Output every entry exactly, from the first line to the last.

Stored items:
============

PR #5142, opened 2025-10-01
[Draft] Add docs on working with Pandera for data validation

rashidakanchwala:

## Checklist

### DIFF
--- a/docs/integrations-and-plugins/pandera.md
+++ b/docs/integrations-and-plugins/pandera.md
@@ -1,0 +1,694 @@
+# How to add Pandera data validation to your Kedro workflow
+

============

:: Response for this exercise ::
PR #5142, opened 2025-10-01
[Draft] Add docs on working with Pandera for data validation

rashidakanchwala:

## Checklist

### DIFF
--- a/docs/integrations-and-plugins/pandera.md
+++ b/docs/integrations-and-plugins/pandera.md
@@ -1,0 +1,694 @@
+# How to add Pandera data validation to your Kedro workflow
+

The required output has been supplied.